Pero tía Petunia no sabía lo que se ocultaba bajo la tabla suelta del piso de arriba. No tenía ni idea de que no estaba siguiendo el régimen. En cuanto me había enterado de que tenía que pasar el verano alimentándome de tiras de zanahoria, había enviado a Hedwig a casa de mis amigos pidiéndoles socorro, y ellos habían cumplido maravillosamente: Hedwig había vuelto de casa de Hermione con una caja grande llena de cosas sin azúcar para picar (los padres de Hermione eran dentistas); Hagrid, el guardabosque de Hogwarts, me había enviado una bolsa llena de bollos de frutos secos hechos por él ( ni siquiera los había tocado: ya había experimentado las dotes culinarias de Hagrid); en cuanto a la señora Weasley, me había enviado a la lechuza de la familia, Errol, con un enorme pastel de frutas y pastas variadas. El pobre Errol, que era viejo y débil, tardó cinco días en recuperarse del viaje. Y luego, el día de mi cumpleaños (que los Dursley habían pasado olímpicamente por alto), había recibido cuatro tartas estupendas enviadas por Ron, Will, Hermione, Hagrid y Sirius. Todavía me quedaban dos, y por eso, impaciente por tomarme un desayuno de verdad cuando volviera a mi habitación, empecé a comerme el pomelo sin una queja.

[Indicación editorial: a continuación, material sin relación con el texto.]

PR #1078, opened 2024-02-01
Avoid unused variable warning in ibeta_inverse

andrjohns:
Using the `ibeta_inverse` function currently gives an unused variable warning at compile time since there is a variable that is only used in an assert:

```cpp
      const T x_extrema = 1 / (1 + a);
      BOOST_MATH_ASSERT(0 < x_extrema && x_extrema < 1);
```

This can be avoided (and a few operations saved) by checking whether `a` is bounded by the values which would result in `x_extrema` failing the assert:

```cpp
      BOOST_MATH_ASSERT(
         std::numeric_limits<T>::epsilon() < a
         && a < std::numeric_limits<T>::infinity());
```

### DIFF
--- a/include/boost/math/special_functions/detail/ibeta_inverse.hpp
+++ b/include/boost/math/special_functions/detail/ibeta_inverse.hpp
@@ -15,6 +15,8 @@
 #include <boost/math/special_functions/erf.hpp>
 #include <boost/math/tools/roots.hpp>
 #include <boost/math/special_functions/detail/t_distribution_inv.hpp>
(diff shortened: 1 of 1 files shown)


jzmaddock:
It will need to be `(boost::math::tools<T>::epsilon)()` to avoid the errors inside `assert` I think.

andrjohns:
@jzmaddock apologies for the false starts, this should be ready for review now

jzmaddock:
Thanks @andrjohns - looks good to me, merging...

Issue #1077, opened 2024-01-31
gauss_kronrod does not allow for non-literal types


SteveBronder:
Using `gauss_kronrod` with a non-literal type causes a compiler error.

```
lib/boost_1.81.0/boost/math/quadrature/gauss_kronrod.hpp:139:41: error: the type ‘const std::array<stan::math::var_value<double>, 8>’ of ‘constexpr’ variable ‘data’ is not literal
  139 |       static constexpr std::array<T, 8> data = {
```

Example godbolt here

https://godbolt.org/z/K4Mxa85Mz

I think a fix would be to detect if the type is literal for the gauss kronrod detail and have one implimentation that uses static constexpr arrays and the other uses arrays constructed at run time

SteveBronder:
It's a scalar autodiff type used in the stan math library. Looking at the definitions for [LiteralType](https://en.cppreference.com/w/cpp/named_req/LiteralType) it fails 

> a type with at least one constexpr (possibly template) constructor that is not a copy or move constructor,

I think for our purposes if `gauss_kronrod` allowed you to choose types for the weights/abscicca and a seperate type for the given functions return type then it would work for us and also fix the problem

jzmaddock:
> Any ideas of how to support this?

Maybe, I think some experimentation might be needed though...

SteveBronder:
> But the arena allocator . . . that seems more difficult to support

The arena allocator is at global scope so it's not an issue. 

I think just making a gauss kronrod detail that has something like `std::enable_if_t<is_literal<T>::value>` and another with the opposite would fix it

jzmaddock:
> I think just making a gauss kronrod detail that has something like std::enable_if_t<is_literal<T>::value> and another with the opposite would fix it

That involves a huge amount of duplication: I have a simpler solution working here, but I need to see if I can reduce bloat even further...

PR #1079, opened 2024-02-01
Update pre-computed constexpr Gauss and Gauss-Kronrod constants

jzmaddock:
to always store literal types.
Fixes: https://github.com/boostorg/math/issues/1077.


SteveBronder:
How would you feel about something like the below? I wrote a `is_constexpr_constructible()` function that is used to deduce which `gauss_detail` to use. If `Real`'s constant type is constructible from a long double at compile time (which I think is true for `float`, `double`, and `long double`)  then it uses the one that is constexpr. Otherwise it uses one that constructs the values at runtime. 

Looking at the version here I think something bad would happen across if we ran this once, cleaned up the arena, and tried running again. I'm always bad at the intricacies of static types in functions, but if they are declared once for the life of the program and we clean up the memory arena then I think the next time we run this the program would do UB accessing memory that has been cleaned up or reallocated.

https://godbolt.org/z/hxWMGG4rG

include/boost/math/quadrature/gauss_kronrod.hpp
```diff
@@ -226,7 +161,7 @@ class gauss_kronrod_detail<T, 15, 4>
 public:
    static  std::array<T, 8> const & abscissa()
    {
-      static  std::array<T, 8> data = {
+      static  std::array<T, 8> data = { // LCOV_EXCL_START
```
SteveBronder, line 164: Is `LCOV_EXCL_START` documented somewhere?

include/boost/math/quadrature/gauss_kronrod.hpp
```diff
@@ -82,138 +82,73 @@ class gauss_kronrod_detail;
 
 #endif
 
+#ifndef BOOST_HAS_FLOAT128
 template <class T>
 class gauss_kronrod_detail<T, 15, 0>
```
SteveBronder, line 87: Do you need to have the final template parameter be an integer or can you just use the `gauss_constant_category<T>::storage_type` as the final template parameter?

include/boost/math/quadrature/gauss.hpp
```diff
@@ -29,14 +29,37 @@ struct gauss_constant_category
...
       (std::numeric_limits<T>::radix == 2) ?
       (
-         (std::numeric_limits<T>::digits <= std::numeric_limits<float>::digits) && std::is_convertible<float, T>::value ? 0 :
-         (std::numeric_limits<T>::digits <= std::numeric_limits<double>::digits) && std::is_convertible<double, T>::value ? 1 :
-         (std::numeric_limits<T>::digits <= std::numeric_limits<long double>::digits) && std::is_convertible<long double, T>::value ? 2 :
 #ifdef BOOST_HAS_FLOAT128
-         (std::numeric_limits<T>::digits <= 113) && std::is_constructible<__float128, T>::value ? 3 :
+         (std::numeric_limits<T>::digits <= 113) && std::is_constructible<__float128, T>::value ? 0 :
+#else
+         (std::numeric_limits<T>::digits <= std::numeric_limits<long double>::digits) && std::is_convertible<long double, T>::value ? 0 :
```
SteveBronder, line 35: Is there a reason to have the value now that you deduce the storage type here?

include/boost/math/quadrature/gauss.hpp
```diff
@@ -74,106 +97,56 @@ template <class Real, unsigned N, unsigned Category>
...
-      static constexpr std::array<T, 4> data = {
-         0.000000000e+00f,
-         4.058451514e-01f,
-         7.415311856e-01f,
-         9.491079123e-01f,
+      static constexpr std::array<storage_type, 4> data = {
+         static_cast<storage_type>(0.00000000000000000000000000000000000e+00L),
+         static_cast<storage_type>(4.05845151377397166906606412076961463e-01L),
+         static_cast<storage_type>(7.41531185599394439863864773280788407e-01L),
+         static_cast<storage_type>(9.49107912342758524526189684047851262e-01L),
```
SteveBronder, line 112: What is the reasoning behind putting have the function return a const& to a constexpr type? i.e. why can't the signature just be `constexpr`?

include/boost/math/quadrature/gauss.hpp
```diff
@@ -29,14 +29,37 @@ struct gauss_constant_category
...
+#else
+         (std::numeric_limits<T>::digits <= std::numeric_limits<long double>::digits) && std::is_convertible<long double, T>::value ? 0 :
 #endif
          (std::numeric_limits<T>::digits10 <= 110) ? 4 : 999
       ) : (std::numeric_limits<T>::digits10 <= 110) ? 4 : 999;
+   
+   using storage_type =
+      typename std::conditional<(std::numeric_limits<T>::is_specialized == 0), T,
+         typename std::conditional<(std::numeric_limits<T>::radix == 2),
+            typename std::conditional< ((std::numeric_limits<T>::digits <= std::numeric_limits<float>::digits) && std::is_convertible<float, T>::value),
```
SteveBronder, line 43: The math library requires a c++14 compiler now so you should be able to use `std::conditional_t` now to remove the typename and ::type

SteveBronder (commented):
Just a few small comments. I'm not really following how this fixes https://github.com/boostorg/math/issues/1077

include/boost/math/quadrature/gauss_kronrod.hpp
jzmaddock: It's used by the lcov tool when collecting code coverage data (ie it's documented by the lcov tool).  For some reason GCC has trouble instrumenting arrays which are dynamically initialized, with only the final value being marked as covered, so we have to exclude those lines from coverage analysis.

include/boost/math/quadrature/gauss_kronrod.hpp
jzmaddock: Not quite, we now have 3 cases, two of which both use T as storage_type.

include/boost/math/quadrature/gauss.hpp
jzmaddock: I don't think functions returning arrays are allowed?  But also just because the function is marked as constexpr, does not mean that it will be evaluated as such, only that it can be.  We could probably mark the existing signatures constexpr, but I'm not sure it actually makes any practical difference - either it's inlined and optimised away or not, either which way, we can never actually call the function in a constexpr context since some overloads (for the multiprecision cases) cannot be constexpr.

include/boost/math/quadrature/gauss.hpp
jzmaddock: As above.

include/boost/math/quadrature/gauss.hpp
jzmaddock: Done.

jzmaddock:
I hope this should be good to go: @SteveBronder can you try this PR against your actual code?

SteveBronder:
Thanks I'll give this a whirl on Monday!

include/boost/math/quadrature/gauss.hpp
SteveBronder: > I don't think functions returning arrays are allowed?

In c++14? That should be fine

> But also just because the function is marked as constexpr, does not mean that it will be evaluated as such, only that it can be.

If a function can be constexpr idt the compiler gets a choice on whether to make it constexpr or not. At least reading over the constexpr function spec from cppreference I don't see anything that says that constexpr function invocations are compiler defined.

> either it's inlined and optimised away or not, either which way, 

Making those constexpr removes the static here which imo does matter for user defined types

> we can never actually call the function in a constexpr context since some overloads (for the multiprecision cases) cannot be constexpr.

See the constexpr function docs section [here](https://en.cppreference.com/w/cpp/language/constexpr). For any of the overloads that can be constexpr this will be.

SteveBronder:
This works!

include/boost/math/quadrature/gauss.hpp
jzmaddock: >Making those constexpr removes the static here which imo does matter for user defined types

Right, we do actually want the functions static in the general case (since there is no need for a `this` pointer).  In any case, unless someone demonstrates that substantially better code can be produced with a different signature, I'll leave as is for now.

jzmaddock:
> Looks like the build failure is unrelated-want to merge?

Yup, merging...

PR #1085, opened 2024-02-11
Try LCOV Exclude on BIG_CONSTANT

ckormanyos:
The purpose of this PR is to see if `LCOV_EXCL_LINE` can/should simply be applied to big-constants and if this simple change _catches_ all of these lines. Also we ponder if this is philosophically the right fix for big-constants?


ckormanyos:
This is not the right way. Close PR and perform further local investigations

PR #1086, opened 2024-02-12
Linear BIG_CONST macros and try lcov-excl

ckormanyos:
The purpose of this PR is to streamline/linearize macros sich as `BOOST_MATH_BIG_CONSTANT` and subsequently check if line-by-line lcov-exclude makes sense.


ckormanyos:
Hi @jzmaddock and @mborland and @NAThompson this work might seem ugly/controversial/hurried. But I looked into simplifying the big-constant macros such that they can be neatly expressed as single-line macros. This allows for simple line-by-line `LCOV_EXCL_LINE` on lines that (should be) rather well-known to be covered but which `lcov` seems to be missing (maybe due to optimization settings).

Anyway, it is a method, but might be controversial. Comments? Thoughts?

ckormanyos:
I've tried (but not yet succeeded) to directly put the code annotation into the macros themselves.

ckormanyos:
One thing I did notice is that when the couple hundred annotations are in place, it really draws focus to the several hundred remaining specfun missed lines that are actually much more, let's say, interesting and content-rich. So feedback would be appreciated, ...

Cc: @jzmaddock and @mborland  and @NAThompson

mborland (approved):
Looks good to me. 200+ lines removed does help.

ckormanyos:
> Looks good to me. 200+ lines removed does help.

Thanks Matt. It ended up being closer to 1,000 lines. I could not find any other large, missed tables in specfun. But some were, in fact, covered. I annotated the ones I found must have been covered but were seemingly mistakenly marked by `lcov` as uncovered.

ckormanyos:
Here are the remaining trouble spots:
- specfun
- distributions
- octonion.hpp

This is a really great achievement so far in Math!

grafik

mborland:
> Here are the remaining trouble spots:
> * octonion.hpp

The one test file doesn't have real testing in it: https://github.com/boostorg/math/blob/develop/test/octonion_test.cpp.

ckormanyos:
> The one test file doesn't have real testing in it:

I suppose we might as well just exclude it from the `lcov`analysis at the command_line-level?

ckormanyos:
>> The one test file doesn't have real testing in it:

> I suppose we might as well just exclude it from the `lcov` analysis at the command_line-level?

On second thought, that is too hasty. This is our one-time chance to actually get some octernion testing. Or notice that they fail. I think we should try for tests. I can give this one a crack in another branch later, ...

jzmaddock:
Forgive me, late night last night... but BOOST_MATH_BIG_CONSTANT is now being called with 2 arguments, but still defined with 3?  I know I'm missing something... !

BTW the basic issue is that multi-line statements are badly handled by lcov, so there are quite a few function calls that look like:

```
foo(
   a, 
   b,
   c);
```

especially when the arguments are long error messages... and these are marked as uncovered except for the last line.  The issue with the arrays are the same, it's not the macros as such that cause the issue, just that we have dynamic initialization spread over several lines.  For the functions I've been collapsing down to one line where possible, and using LCOV_EXCL_LINE when not.  For the arrays, I've topped and tailed the list of initializers with LCOV_EXCL_START/LCOV_EXCL_STOP.

BTW I have just started on coverage for beta, hoping to get to erf or so in the next tranche, I am going to be super busy this week though unfortunately :(

ckormanyos:
Hi John, thanks for those explanations.

>  but `BOOST_MATH_BIG_CONSTANT` is now being called with 2 arguments, but still defined with 3?

Not exaclty, but there are such changes in this PR. That's me, messing with stuff.

I left the number of parameters of `BOOST_MATH_BIG_CONSTANT`to be 3. And it is still called in the PR with 3.

The other mega-macro, `BOOST_MATH_HUGE_CONSTANT` originally had 3 parameters, but the digits parameter was used nowhere. So I removed it.

> For the arrays, I've topped and tailed the list of initializers with `LCOV_EXCL_START`/`LCOV_EXCL_STOP`

I can do that and eliminate the thousand or so single-line annotations in this PR. I did, however, diligently look if I felt that they were covered prior to x-ing them out. So I'm good with that.

Also, I kind of like the way I refactored `BOOST_MATH_BIG_CONSTANT` and `BOOST_MATH_HUGE_CONSTANT`, as I think the intermediary inline function add clarity. Sorry about silently going from 3 to 2 params on `_HUGE`, but the unused param was in my mind simply confusing.

ckormanyos:
oops. I did mess up some of the calls to `BOOST_MATH_BIG_CONSTANT`. My bad. I will repair all these.

ckormanyos:
> oops. I did mess up some of the calls to `BOOST_MATH_BIG_CONSTANT`. My bad. I will repair all these.

I'll finish this up (whatever I started) but just let it sit there, as it seems like it was a bit _hurried_.

@jzmaddock if you want some, none, or all of it, pls let me know. It was/is a good exercise.

ckormanyos:
> I'll finish this up (whatever I started) but just let it sit there, as it seems like it was a bit _hurried_.

I do, in fact, like the single-line expression(s) of `BOOST_MATH_BIG_CONSTANT`/`BOOST_MATH_HUGE_CONSTANT`. This allows these to be `lcov`-excluded on single-line-annotations.

The three-parameters of `_HUGE` are controversial. But if any part of this is cool, it's that work. Or any part of it.

Anyway, I'll let this one _bake_ for a while.

ckormanyos:
I converted this PR to a draft. I'm not going to really dive into this any time soon, but I synchronized with Develop and it now shows some of the tabble/macro work that subjectively seemed to make sense to me.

Tío Vernon dejó el periódico a un lado con un resoplido de disgusto y observó su trozo de pomelo.
—¿Esto es el desayuno? —preguntó de mal humor a tía Petunia.
Ella le dirigió una severa mirada y luego asintió con la cabeza, mirando de forma harto significativa a Dudley, que había terminado ya su parte de pomelo y observaba el mío con una expresión muy amarga en sus pequeños ojos de cerdito. Le habría dado mi porción pero eso habría levantando sospechas de que me estaba alimentando como Dios manda.
Tío Vernon lanzó un intenso suspiro que le alborotó el poblado bigote y cogió la cuchara.
Llamaron al timbre de la puerta. Tío Vernon se levantó con mucho esfuerzo y fue al recibidor. Veloz como un rayo, mientras tía Petunia preparaba el té, Dudley le robó a su padre lo que le quedaba de pomelo.
Escuché un murmullo en la entrada, a alguien riéndose y a tío Vernon respondiendo de manera cortante. Luego se cerró la puerta y oí rasgar un papel en el recibidor.
Tía Petunia posó la tetera en la mesa y miró a su alrededor preguntándose dónde se había metido tío Vernon. No tardó en averiguarlo: regresó un minuto después, lívido.
—Tú —me gritó—. Ven a la sala, ahora mismo.
Desconcertada, preguntándome qué demonios había hecho en aquella ocasión, me levanté, salí de la cocina detrás de tío Vernon y fui con él hasta la habitación contigua. Tío Vernon cerró la puerta con fuerza detrás de nosotros.
—Vaya —dijo, yendo hasta la chimenea y volviéndose hacia mi como si estuviera a punto de pronunciar la sentencia de mi arresto—. Vaya.
Me hubiera encantado preguntar «¿Vaya qué?», pero no juzgué prudente poner a prueba el humor de tío Vernon tan temprano, y menos teniendo en cuenta que éste se encontraba sometido a una fuerte tensión por la carencia de alimento. Así que decidí adoptar una expresión de cortés desconcierto.